La pedagogia di Gandhi è anche messa a confronto con quello del suo contemporaneo Tagore: mentre l’educazione gandhiana svaluta l’aspetto intellettuale in favore di quello manuale e insiste sulla formazione morale religiosa, poiché fine dell’educazione è diventare persone di carattere, risolute nella ricerca della verità e nella pratica del bene, per Tagore il fine di una vera educazione è quello di far crescere persone che siano in armonia con il mondo; egli concepisce la spiritualità come cura più che come negazione di sé e l’ educazione deve promuovere la libertà che è costruzione della propria individualità, in armonia con gli altri e con l’ambiente.

Il clima della scuola di Tagore a Santiniketan è sereno e gioioso, sono bandite non solo le punizioni fisiche ma anche le pressioni psicologiche; mentre Gandhi impone una pratica rigoristica che richiede una disciplina ferrea.
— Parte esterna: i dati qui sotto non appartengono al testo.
PR #9247, opened 2019-07-29
Add compiler tracing

josevalim:
This feature allows IDEs and other tools wanting to
perform source code analysis to do so reliably without
a need to reimplement Elixir's compiler expansion and
without relying on Elixir's private APIs.

This commit also adds `:parser_options` to compiler
options, which allows developers to combine both options
to retrieve more accurate information, such as columns.

The lexical tracker has been rewritten to use the tracing
API.

### DIFF
--- a/lib/elixir/lib/code.ex
+++ b/lib/elixir/lib/code.ex
@@ -1006,7 +1006,7 @@ defmodule Code do
       #=> :ok
 
   """
-  @doc since: "v1.10.0"
+  @doc since: "1.10.0"
   @spec put_compiler_option(atom, term) :: :ok
   def put_compiler_option(key, value) when key in @boolean_compiler_options do
     if not is_boolean(value) do
--- a/lib/elixir/lib/code.ex
+++ b/lib/elixir/lib/code.ex
@@ -56,7 +56,7 @@ defmodule Code do
       to `as`. `meta` is the alias AST metadata and `opts` are the alias options.
 
     * `{:alias_expansion, meta, as, alias}` traced whenever there is an alias
-      expension, i.e. when the user writes `as` which is expanded to `alias`.
+      expansion, i.e. when the user writes `as` which is expanded to `alias`.
       `meta` is the alias expansion AST metadata.
 
     * `{:require, meta, module, opts}` - traced whenever `module` is required.
--- a/lib/elixir/lib/code.ex
+++ b/lib/elixir/lib/code.ex
@@ -71,7 +71,7 @@ defmodule Code do
 
     * `{:remote_function, meta, module, name, arity}` and
       `{:remote_macro, meta, module, name, arity}` - traced whenever a remote
-      function or macro is defined. `meta` is the call AST metadata, `module`
+      function or macro is referenced. `meta` is the call AST metadata, `module`
       is the invoked module, followed by the `name` and `arity`.
 
     * `{:local_function, meta, module, name, arity}` and
--- a/lib/elixir/lib/code.ex
+++ b/lib/elixir/lib/code.ex
@@ -63,7 +63,7 @@ defmodule Code do
       `meta` is the require AST metadata and `opts` are the require options.
 
     * `{:struct_expansion, meta, module}` - traced whenever `module`' struct
-      is expanded. `meta` is teh struct AST metadata.
+      is expanded. `meta` is the struct AST metadata.
 
     * `{:remote_reference, meta, module}` - traced whenever there is a remote
       reference to `module`, i.e. whenever the user writes `MyModule.Foo.Bar`
--- a/lib/elixir/lib/code.ex
+++ b/lib/elixir/lib/code.ex
@@ -66,7 +66,7 @@ defmodule Code do
     * `{:require, meta, module, opts}` - traced whenever `module` is required.
       `meta` is the require AST metadata and `opts` are the require options.
 
-    * `{:struct_expansion, meta, module}` - traced whenever `module`' struct
+    * `{:struct_expansion, meta, module}` - traced whenever `module`'s struct
       is expanded. `meta` is the struct AST metadata.
 
     * `{:remote_function, meta, module, name, arity}` and
--- a/lib/elixir/lib/code.ex
+++ b/lib/elixir/lib/code.ex
@@ -989,7 +989,7 @@ defmodule Code do
       at compilation time. This can be useful when doing dynamic compilation.
       Defaults to `[]`.
 
-    * `:tracers` - a list of tracers to be used during compilation. See the
+    * `:tracers` - a list of tracers (modules) to be used during compilation. See the
       module docs for more information. Defaults to `[]`.
 
     * `:parser_options` - a keyword list of options to be given to the parser
--- a/lib/elixir/lib/code.ex
+++ b/lib/elixir/lib/code.ex
@@ -19,7 +19,8 @@ defmodule Code do
 
     * `eval_file/2` - evaluates the file contents without tracking its name. It
       returns the result of the last expression in the file, instead of the modules
-      defined in it.
+      defined in it. Evaluated files do not trigger the Compilation Tracers described
+      in the next section.
 
   In a nutshell, the first must be used when you want to keep track of the files
   handled by the system, to avoid the same file from being compiled multiple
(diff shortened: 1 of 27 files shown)


msaraiva:
So cool! ❤️ 

With this one, I'll be able to remove some hacks in ElixirSense in the near future. Thanks!

lib/elixir/lib/code.ex
```diff
@@ -28,6 +29,61 @@ defmodule Code do
...
+
+    * `{:alias_expansion, meta, as, alias}` traced whenever there is an alias
+      expension, i.e. when the user writes `as` which is expanded to `alias`.
+      `meta` is the alias expansion AST metadata.
+
+    * `{:require, meta, module, opts}` - traced whenever `module` is required.
+      `meta` is the require AST metadata and `opts` are the require options.
+
+    * `{:struct_expansion, meta, module}` - traced whenever `module`' struct
+      is expanded. `meta` is teh struct AST metadata.
```
IvanIvanoff: typo: teh -> the

josevalim: Tks!

lib/elixir/lib/code.ex
```diff
@@ -19,7 +19,8 @@ defmodule Code do
 
     * `eval_file/2` - evaluates the file contents without tracking its name. It
       returns the result of the last expression in the file, instead of the modules
-      defined in it.
+      defined in it. Evaluated files do not trigger the Compilation Tracers described
```
fertapric:
```suggestion
      defined in it. Evaluated files do not trigger the compilation tracers described
```

lib/elixir/lib/code.ex
```diff
@@ -28,6 +29,61 @@ defmodule Code do
...
+      `{:imported_macro, meta, module, name, arity}` - traced whenever an
+      imported function or macro is invoked. `meta` is the call AST metadata,
+      `module` is the module the import is from, followed by the `name` and `arity`
+      of the imported function/macro.
+
+    * `{:alias, meta, alias, as, opts}` - traced whenever `alias` is aliased
+      to `as`. `meta` is the alias AST metadata and `opts` are the alias options.
+
+    * `{:alias_expansion, meta, as, alias}` traced whenever there is an alias
+      expension, i.e. when the user writes `as` which is expanded to `alias`.
```
fertapric:
```suggestion
      expansion, i.e. when the user writes `as` which is expanded to `alias`.
```

lib/elixir/lib/code.ex
```diff
@@ -934,35 +989,76 @@ defmodule Code do
       at compilation time. This can be useful when doing dynamic compilation.
       Defaults to `[]`.
 
-  It returns the new map of compiler options.
+    * `:tracers` - a list of tracers to be used during compilation. See the
```
fertapric:
```suggestion
    * `:tracers` - a list of tracers (modules) to be used during compilation. See the
```

lib/elixir/lib/code.ex
```diff
@@ -934,35 +989,76 @@ defmodule Code do
...
 
-      :elixir_config.put(key, value)
-      {key, value}
+    if key == :parser_options and not Keyword.keyword?(value) do
+      raise "compiler option #{inspect(key)} should be a keyword list, " <>
+              "got: #{inspect(value)}"
+    end
+
+    if key == :tracers and not Enum.all?(value, &is_atom/1) do
+      raise "compiler option #{inspect(key)} should be a list of atoms, " <>
```
fertapric:
```suggestion
      raise "compiler option #{inspect(key)} should be a list of modules, " <>
```

lib/elixir/lib/code.ex
```diff
@@ -934,35 +989,76 @@ defmodule Code do
...
 
-  It returns the new map of compiler options.
+    * `:tracers` - a list of tracers to be used during compilation. See the
+      module docs for more information. Defaults to `[]`.
+
+    * `:parser_options` - a keyword list of options to be given to the parser
+      when compiling files. It accepts the same options as `string_to_quoted/2`
+      (except by the options that change the AST itself). This can be used in
+      combination with the tracer to retrieve localized information about
+      events happening duing compilation. Defaults to `[]`.
```
fertapric:
```suggestion
      events happening during compilation. Defaults to `[]`.
```

lib/elixir/lib/code.ex
feliperenan: Typo? 🤔  expension => expansion

lib/elixir/lib/code.ex
```diff
@@ -934,35 +989,76 @@ defmodule Code do
...
   """
-  @spec compiler_options(Enumerable.t()) :: %{optional(atom) => boolean}
-  def compiler_options(opts) do
-    for {key, value} <- opts, into: %{} do
-      cond do
-        key in @boolean_compiler_options ->
-          if not is_boolean(value) do
-            raise "compiler option #{inspect(key)} should be a boolean, got: #{inspect(value)}"
-          end
+  @doc since: "v1.10.0"
```
fertapric:
```suggestion
  @doc since: "1.10.0"
```

lib/elixir/lib/code.ex
josevalim:
```suggestion
      expansion, i.e. when the user writes `as` which is expanded to `alias`.
```

lib/elixir/src/elixir_expand.erl
```diff
@@ -528,7 +528,7 @@ expand_fn_capture(Meta, Arg, E) ->
   case elixir_fn:capture(Meta, Arg, E) of
     {{remote, Remote, Fun, Arity}, EE} ->
       is_atom(Remote) andalso
-        elixir_lexical:record_remote(Remote, ?key(E, function), ?key(E, lexical_tracker)),
+        elixir_env:trace({remote_function, Meta, Remote, Fun, Arity}, E),
```
fertapric: Should `Meta` be the `AttachedMeta` below?

josevalim: It doesn't need to because anyone using tracing can compute the attached meta using `E`. The reason we have AttachedMeta is for the code verification pass which doesn't have `E` anymore.

fertapric: Ah! Ok. I was mentioning it because we are passing `AttachedDotMeta` instead of `DotMeta` [a few lines below](https://github.com/elixir-lang/elixir/pull/9247/files#diff-ed0344c13ed25389035f337d94902894R804).

lib/elixir/src/elixir_expand.erl
```diff
@@ -797,10 +798,11 @@ expand_local(Meta, Name, Args, #{module := Module, function := Function} = E) ->
 
 expand_remote(Receiver, DotMeta, Right, Meta, Args, #{context := Context} = E, EL) when is_atom(Receiver) or is_tuple(Receiver) ->
   assert_no_clauses(Right, Meta, Args, E),
+  AttachedDotMeta = attach_context_module(Receiver, DotMeta, E),
 
   is_atom(Receiver) andalso
-    elixir_lexical:record_remote(Receiver, ?key(E, function), ?key(E, lexical_tracker)),
-  AttachedDotMeta = attach_context_module(Receiver, DotMeta, E),
+    elixir_env:trace({remote_function, AttachedDotMeta, Receiver, Right, length(Args)}, E),
```
```suggestion
    elixir_env:trace({remote_function, DotMeta, Receiver, Right, length(Args)}, E),
```

lib/elixir/src/elixir_expand.erl
josevalim: Yeah, I would rather not pass it. Good catch!

lib/elixir/src/elixir_lexical.erl
```diff
@@ -1,84 +1,118 @@
...
+  Only =
+    case lists:keyfind(only, 1, Opts) of
+      {only, List} when is_list(List) -> List;
+      _ -> []
+    end,
+
+  ?tracker:add_import(Pid, Module, Only, ?line(Meta), Imported and Warn),
+  ok;
+trace({alias, Meta, _Old, New, Opts}, #{lexical_tracker := Pid}) ->
+  Warn =
```
fertapric: Maybe extract this to a `should_warn(Meta, Opts)`?

lib/elixir/lib/code.ex
```diff
@@ -28,6 +29,61 @@ defmodule Code do
...
+    * `{:struct_expansion, meta, module}` - traced whenever `module`' struct
+      is expanded. `meta` is the struct AST metadata.
+
+    * `{:remote_reference, meta, module}` - traced whenever there is a remote
+      reference to `module`, i.e. whenever the user writes `MyModule.Foo.Bar`
+      in the code, regardless if it is an alias or not.
+
+    * `{:remote_function, meta, module, name, arity}` and
+      `{:remote_macro, meta, module, name, arity}` - traced whenever a remote
+      function or macro is defined. `meta` is the call AST metadata, `module`
```
fertapric:
```suggestion
      function or macro is referenced. `meta` is the call AST metadata, `module`
```

Or `is invoked`?

Same for `:local_*`

lib/mix/lib/mix/tasks/compile.elixir.ex
```diff
@@ -26,17 +27,17 @@ defmodule Mix.Tasks.Compile.Elixir do
     * `--long-compilation-threshold N` - sets the "long compilation" threshold
       (in seconds) to `N` (see the docs for `Kernel.ParallelCompiler.compile/2`)
     * `--all-warnings` - prints warnings even from files that do not need to be recompiled
+    * `--tracer` - adds a compiler tracer in addition to any specified in the `mix.exs`
```
fertapric:
```suggestion
    * `--tracer` - adds a compiler tracer in addition to any specified in the `mix.exs`file
```

lib/elixir/lib/code.ex
```diff
@@ -28,6 +29,61 @@ defmodule Code do
...
+      in the code, regardless if it is an alias or not.
+
+    * `{:remote_function, meta, module, name, arity}` and
+      `{:remote_macro, meta, module, name, arity}` - traced whenever a remote
+      function or macro is referenced. `meta` is the call AST metadata, `module`
+      is the invoked module, followed by the `name` and `arity`.
+
+    * `{:local_function, meta, module, name, arity}` and
+      `{:local_macro, meta, module, name, arity}` - traced whenever a local
+      function or macro is defined. `meta` is the call AST metadata, `module`
```
josevalim:
```suggestion
      function or macro is reference. `meta` is the call AST metadata, `module`
```

lib/elixir/src/elixir_lexical.erl
josevalim: Ah yes, good catch. I didn't notice it is reused because they were moved over from different places at different times!

lib/elixir/lib/code.ex
fertapric: You forgot the "d" at the end 😬

josevalim: I am going to blame my keyword on this one!

lib/elixir/lib/code.ex
```diff
@@ -28,6 +29,61 @@ defmodule Code do
...
+      in the code, regardless if it is an alias or not.
+
+    * `{:remote_function, meta, module, name, arity}` and
+      `{:remote_macro, meta, module, name, arity}` - traced whenever a remote
+      function or macro is referenced. `meta` is the call AST metadata, `module`
+      is the invoked module, followed by the `name` and `arity`.
+
+    * `{:local_function, meta, module, name, arity}` and
+      `{:local_macro, meta, module, name, arity}` - traced whenever a local
+      function or macro is reference. `meta` is the call AST metadata, `module`
```
josevalim:
```suggestion
      function or macro is referenced. `meta` is the call AST metadata, `module`
```

lib/elixir/lib/code.ex
```diff
@@ -934,35 +989,76 @@ defmodule Code do
       at compilation time. This can be useful when doing dynamic compilation.
       Defaults to `[]`.
 
-  It returns the new map of compiler options.
+    * `:tracers` - a list of tracers (modules) to be used during compilation. See the
```
fertapric: Should we mark `:no_warn_undefined`, `:tracers`, and `:parser_options` options with `(since v1.10.0)`?

josevalim: Yes!

fertapric:
I think `:remote_reference` is not working for Erlang modules. 

For example: 

  * `:lists.last([1,2,3])` emits only `{:remote_function, [line: 1], :lists, :last, 1}` 
  * but `List.last([1,2,3])` emits `{:remote_reference, [line: 1], List}` and `{:remote_function, [line: 1], List, :last, 1}`.

josevalim:
Good point. I think we should rename it to `alias_reference`, because it only happens or aliases.

josevalim:
Or maybe we should use `alias_expansion` for both and we will know if they are the same or not by comparing `old != new`?

josevalim:
Using expansion is trickier because the expansion emits only the expanded bit. I've renamed it to `alias_reference`!

lib/elixir/lib/code.ex
```diff
@@ -28,6 +29,61 @@ defmodule Code do
...
+      which is expanded to `alias`. `meta` is the alias expansion AST metadata.
+
+    * `{:alias_reference, meta, module}` - traced whenever there is an alias
+      in the code, i.e. whenever the user writes `MyModule.Foo.Bar` in the code,
+      regardless if it was expanded or not.
+
+    * `{:require, meta, module, opts}` - traced whenever `module` is required.
+      `meta` is the require AST metadata and `opts` are the require options.
+
+    * `{:struct_expansion, meta, module}` - traced whenever `module`' struct
```
fertapric:
```suggestion
    * `{:struct_expansion, meta, module}` - traced whenever `module`'s struct
```

josevalim:
Thank you for the very through review @fertapric! :heart: :green_heart: :blue_heart: :yellow_heart: :purple_heart:

josevalim:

Il saggio contiene anche acute riflessioni critiche sul metodo nonviolento, soprattutto quando si applica in contesti di conflitti interpersonali o interculturali.

Riportando l’esempio del conflitto tra Gandhi e Santok, una donna dell’Ashram Sabarmati, che trovava difficile accettare nell’Ashram gli intoccabili, perché le sembrava una decisione trasgressiva rispetto ai principi religiosi condivisi e indiscutibili, e che Gandhi “risolve” mandandola a Madras, a imparare l’arte della tessitura, un lavoro tradizionalmente riservato agli intoccabili, Vigilante commenta: quando si tratta di opporsi a chi difende i propri interessi, più che le proprie ragioni, ricorrendo alla violenza, il metodo nonviolento può essere spesso efficace,ed è sempre privo di contraddizioni interne. Ma che dire quando i due contendenti, in assoluta buona fede, difendono entrambi le loro ragioni ricorrendo al metodo nonviolento? E’ una situazione paradossale, dalla quale Gandhi è uscito- ed è difficile immaginare una soluzione diversa- con un puro atto di autorità (pag.117).

Nel capitolo specificatamente dedicato all’ educazione nell’Ashram, l’autore si sofferma poi a descrivere il modello educativo gandhiano fondato sull’integrazione delle tre H, le tre dimensioni della mano (hand, lavoro manuale), cuore (heart, educazione del carattere), testa (head, educazione intellettuale), sino al Nai Talim piano di educazione nazionale elaborato nella conferenza di Wardha del 1937, parte essenziale del programma costruttivo per l’indipendenza dell’India.

Il saggio si conclude con un interessante capitolo sull’eredità della pedagogia gandhiana in Italia che Vigilante individua nell’educazione aperta di Aldo Capitini, nella maieutica reciproca come strumento di empowerment di Danilo Dolci e nell’importanza della parola e della trasformazione nonviolenta del conflitto in don Lorenzo Milani.

Infine, tra le inattualità positive della pedagogia gandhiana Vigilante sottolinea come, nell’attuale situazione di crisi della scuola italiana, dovuta alla fragilità della concezione di cultura come mezzo di affermazione sociale, Gandhi potrebbe aiutarci a pensare la cultura nell’ottica del servizio, sulla scia del motto milaniano “Cercasi un fine: dedicarsi al prossimo”, tanto inattuale quanto essenziale per rivitalizzare ogni progetto degno di chiamarsi educativo.